Start of Provided information
PR #9133, opened 2025-06-23
feat(windows): add custom Windows title bar to replace the default

SilkePilon:
- Introduce a new WindowsTitleBar component for a native-like title
  bar experience on Windows platform.
- Conditionally render WindowsTitleBar in the main layout when running
  on Windows.
- Modify window creation logic to disable default window decorations
  (title bar) on Windows, enabling the custom title bar to be used.
- Keep default decorations on other platforms to preserve native look.
- Improve app branding by showing version and build type badges in the
  custom title bar.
End of Provided information
**What is required**
Please reproduce all of the entries exactly as they stand.

**Result below**
PR #9133, opened 2025-06-23
feat(windows): add custom Windows title bar to replace the default

SilkePilon:
- Introduce a new WindowsTitleBar component for a native-like title
  bar experience on Windows platform.
- Conditionally render WindowsTitleBar in the main layout when running
  on Windows.
- Modify window creation logic to disable default window decorations
  (title bar) on Windows, enabling the custom title bar to be used.
- Keep default decorations on other platforms to preserve native look.
- Improve app branding by showing version and build type badges in the
  custom title bar.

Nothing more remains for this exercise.